Emerging large scale science applications may consist of a large number of dynamic tasks to be run across a large number of workers. When written in a Python-oriented framework like Parsl or FuncX those tasks are not heavyweight Unix processes, but rather lightweight invocations of individual functions. Running these functions at large scale presents two distinct challenges:
1 - The precise software dependencies needed by the function must be made available at each worker node. These dependencies must be chosen accurately: too few, and the function won't work; too many, and the cost of distribution is too high. We show a method for determining, distributing, and caching the exact dependencies needed at runtime, without user intervention.

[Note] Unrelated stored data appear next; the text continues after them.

PR #3905, opened 2021-04-08
feat(spanner): enable request options for batch read

olavloite:
Enables RequestOptions (priority and tagging) for batch read transactions. This problem was first reported in #3896.

cc @yfuruyama

Fixes #3904

PR #3987, opened 2021-04-22
Revert "feat(spanner): enable request options for batch read"

olavloite:
BREAKING CHANGE: Removes `BatchReadOnlyTransaction.PartitionReadUsingIndexWithOptions` and `BatchReadOnlyTransaction.PartitionReadWithOptions`

Reverts googleapis/google-cloud-go#3905


skuruppu (approved):

olavloite:
@skuruppu The build is failing because it (correctly) detects that this is a breaking change. We are removing two exported methods that were added by the original change. I've updated the commit message so the api checker should accept this.

PR #4003, opened 2021-04-23
fix(pubsub): fix failing message storage policy tests

### LINKED ISSUE #3065: pubsub: check message storage policy reasons in integration test
**Client**

PubSub

**Environment**

macOS

**Go Environment**

go 1.15

**Additional context**

A recent move in our regression test runner project's organization is causing message storage policy (geofencing) related tests to fail. Refactor tests to make them not dependent on any initial region set.
Tracks #3033 and #3034, which I will be closing in the meantime.

hongalex:
Due to new internal org level policies, we don't have a consistent set of initial message storage policy regions. This PR refactors tests to make them not dependent on any initial region set.

In addition, cleans up the update labels test by removing the check for the unrelated message storage policy field.

Fixes #3065


codyoss (approved):
LGTM

PR #4004, opened 2021-04-23
chore(pubsub): fix small lingering TODO comments

hongalex:
Remove test endpoint now that the filtering feature is GA 

Not included:
1. Replace `strings.Replace` with `strings.ReplaceAll`. This should be added once we drop support for go 1.11


pubsub/integration_test.go
```diff
@@ -1217,8 +1217,7 @@ func TestIntegration_OrderedKeys_JSON(t *testing.T) {
 	scanner := bufio.NewScanner(inFile)
 	for scanner.Scan() {
 		line := scanner.Text()
-		// TODO: use strings.ReplaceAll once we only support 1.11+.
-		line = strings.Replace(line, "\"", "", -1)
+		line = strings.ReplaceAll(line, "\"", "")
```
codyoss, line 1220: This was adding in 1.12. Need to keep using Replace for now to stay compatible.

codyoss (changes requested):

pubsub/integration_test.go
hongalex: You're right, should've checked beforehand instead of relying on the comment. I'll change this PR to only remove the experimental notice.

codyoss (approved):
LGTM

2 - The right number of functions must be "packed" into large worker nodes that may have hundreds of cores and many GB of memory. Too few, and the system is badly underutilized; too many, and performance will suffer or invocations will crash. We show an automatic method for monitoring and predicting the resources consumed by categories of functions. This results in resource allocation that is much more efficient than an unmanaged approach, and is very close to an "oracle" that predicts perfectly.
The techniques shown in this paper are integrated into the Parsl workflow system from U-Chicago, and the Work Queue distributed execution framework from Notre Dame, both of which are open source software supported by the NSF CSSI program.
- Tim Shaffer, Zhuozhao Li, Ben Tovar, Yadu Babuji, TJ Dasso, Zoe Surma, Kyle Chard, Ian Foster, and Douglas Thain, Lightweight Function Monitors for Fine-Grained Management in Large Scale Python Applications, IEEE International Parallel & Distributed Processing Symposium, May, 2021.